Cai Zhou,Rose Yu,Yusu Wang
2024-04-04
Abstract:Graph transformers have recently received significant attention in graph learning, partly due to their ability to capture more global interaction via self-attention. Nevertheless, while higher-order graph neural networks have been reasonably well studied, the exploration of extending graph transformers to higher-order variants is just starting. Both theoretical understanding and empirical results are limited. In this paper, we provide a systematic study of the theoretical expressive power of order-$k$ graph transformers and sparse variants. We first show that, an order-$k$ graph transformer without additional structural information is less expressive than the $k$-Weisfeiler Lehman ($k$-WL) test despite its high computational cost. We then explore strategies to both sparsify and enhance the higher-order graph transformers, aiming to improve both their efficiency and expressiveness. Indeed, sparsification based on neighborhood information can enhance the expressive power, as it provides additional information about input graph structures. In particular, we show that a natural neighborhood-based sparse order-$k$ transformer model is not only computationally efficient, but also expressive -- as expressive as $k$-WL test. We further study several other sparse graph attention models that are computationally efficient and provide their expressiveness analysis. Finally, we provide experimental results to show the effectiveness of the different sparsification strategies.
Machine Learning,Computational Geometry,General Topology
What problem does this paper attempt to address?

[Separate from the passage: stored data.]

PR #9777, opened 2024-02-07
Kubernetes helm chart tested on minikube for Mac

DerSalvador:
## Kubernetes Helm Chart 

This helm chart is derived from a version running in live mode for 6 months on GKE and modified for using locally on minikube for developers or as an alternative to docker-compose or native scripts.

### DIFF
--- a/docker/helm-chart/strategies/Strategy001.py
+++ b/docker/helm-chart/strategies/Strategy001.py
@@ -1,0 +1,80 @@
+# --- Do not remove these libs ---
+from freqtrade.strategy import IStrategy
+from typing import Dict, List
+from functools import reduce
+from pandas import DataFrame
+# --------------------------------
+import talib.abstract as ta
+import freqtrade.vendor.qtpylib.indicators as qtpylib
+
+class Strategy001(IStrategy):
+    INTERFACE_VERSION = 3
+    '\n    Strategy 001\n    author@: Gerald Lonlas\n    github@: https://github.com/freqtrade/freqtrade-strategies\n\n    How to use it?\n    > python3 ./freqtrade/main.py -s Strategy001\n    '
+    INTERFACE_VERSION: int = 3
+    # Minimal ROI designed for the strategy.
+    # This attribute will be overridden if the config file contains "minimal_roi"
+    minimal_roi = {'60': 0.01, '30': 0.03, '20': 0.04, '0': 0.05}
+    # Optimal stoploss designed for the strategy
+    # This attribute will be overridden if the config file contains "stoploss"
+    stoploss = -0.1
+    # Optimal timeframe for the strategy
+    timeframe = '5m'
+    # trailing stoploss
+    trailing_stop = False
+    trailing_stop_positive = 0.01
+    trailing_stop_positive_offset = 0.02
+    # run "populate_indicators" only for new candle
+    process_only_new_candles = True
+    # Experimental settings (configuration will overide these if set)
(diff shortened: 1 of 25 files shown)


docker/helm-chart/strategies/Strategy001.py
```diff
@@ -0,0 +1,80 @@
+# --- Do not remove these libs ---
```
xmatthias, line 1: We'll clearly not want the strategies in this repo.

The sample-strategies are intentionally separated into a seperate repository - as they should serve as samples (and that should become clear through that).

docker/helm-chart/values-minikube.yaml
```diff
@@ -0,0 +1,226 @@
+---
+config:
```
xmatthias, line 2: Freqtrade uses config files in .json format. 

i don't really see how this fits into the picture. Aside from that, it seems way too opinionated.

docs/kubernetes_quickstart.md
```diff
@@ -0,0 +1,69 @@
...
+This helm chart is like Freqtrade for educational purposes. Any professional use is not recommended. Run Freqtrade in dry-run (see configs).
+Please check the logs after deployment for 
+
+```
+freqtrade.exchange.exchange - INFO - Instance is running with dry_run enabled
+```
+
+## Prerequistes
+
+Look for the appropriate latest version of your preferred OS. Ask ChatGPT/Google to help you.
```
xmatthias, line 12: we will NOT recommend the use of chatGPT in the docs. 

it's answers are flaky at best and strongly depend on the actual question asked.

xmatthias (changes requested):
The strategies are a clear no-go - i'd appreciate if you can remove them in a "commit --amend" - so they're gone from history, too.

Before doing so / investing more time into this - pleaes read onwards though.

---

I'm not per se against having a minimal helm chart / kubernetes deployment approach ... 

however, this is adding 10+ additional files for a pretty much niche case - which by merging, we'd take responsibility to actually support going forward.
The different, yet important things seem spread out across basically all files. I'm sure its' working fine for _your_ usecase - but for someone who didn't write this - it's pretty much impossible to get this up an running quickly - at least while undestanding what they're actually running) - not least because it's taking assumptions which may simply be wrong for another user - like the forced `--freqai-model` parameter.


It's also suggesting that k8s is a good deployment platform for freqtrade - which i personally don't think it is (it's not really sane to run freqtrade on a k8s cluster if you can run it on a simple docker host).
The overhead alone is insane. 

It MAY be fine if you've got a cluster running - but having it part of the freqtrade docs / install instructions suggests that it's a recommended way to run it - which i don't think it should be.

---

For now - i'll leave this as "request changes" due to the strategy topic (i didn't look at the rest in full depth) - but i don't think this is something we're able to accept - not because of the contribution per se - but mainly because i don't see us being able to support this should users have questions about this.


This would make it a "dump and run" merge  - which we'd have to tell users "it's there, hope you can get it working - we'll not be able to help you, good luck" - which pretty much makes it pointless - leading to

* questions we know already we probably can't answer
* frustrated users as they started with an installation method that is seemingly supported, but is not really as they can't really ask questions
* increased maintenance burden - as we need to waste our time explaining users why we have it documented, but can't support it.

Now i'm open for further discussion / other opinions on this - which is why i'm leaving this open for now.

froggleston:
`which is why i'm leaving this open for now` - I guess not @xmatthias :D

PR #9814, opened 2024-02-15
Clarify processing_mode for RemotePairlist docs

froggleston:
No default value is specified in the docs for the `processing_mode`, making it unclear that the default behaviour is `filter` to filter out pairs, rather than append.


xmatthias (approved):
Nice catch :+1:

### Problems the Paper Aims to Solve This paper primarily explores the theoretical expressive power and design space of Higher-Order Graph Transformers. Specifically: 1. **Theoretical Analysis**: - Investigates the theoretical expressive power of Order-k Graph Transformers and their sparse variants. - Points out that Higher-Order Graph Transformers without additional structural information are strictly less powerful than the k-Weisfeiler Lehman (k-WL) test. - Proposes enhancing the expressive power of Higher-Order Graph Transformers by adding k-tuple indexing information, making them at least as powerful as the k-WL test. 2. **Efficiency Improvements**: - Explores methods to improve the efficiency of Higher-Order Graph Transformers while maintaining their strong expressive power. - Proposes several sparse Higher-Order Graph Transformer models and analyzes their time complexity and expressive power. - One particularly interesting method is based on the Neighbor Attention mechanism, which not only has higher computational efficiency but also expressive power comparable to k-WL. 3. **Sparse Variants**: - Studies sparse attention mechanisms based on neighbors, local neighbors, and virtual tuples. - The Neighbor Attention mechanism is similar to k-WL but with lower computational complexity. - The Local Neighbor Attention mechanism further enhances expressive power while maintaining low time complexity. - The Virtual Tuple Attention mechanism simplifies computation by introducing virtual tuples. 4. **Reduction of Input k-tuples**: - Explores methods to reduce computational complexity by decreasing the input k-tuples. - Includes methods such as Simplicial Complexes selection and random sampling. 5. **Experimental Validation**: - Conducts experiments on synthetic and real-world datasets to validate the effectiveness of different sparsification strategies. Through these studies, the paper aims to improve the theoretical foundation and practical performance of Higher-Order Graph Transformers, particularly in terms of computational efficiency and expressive power.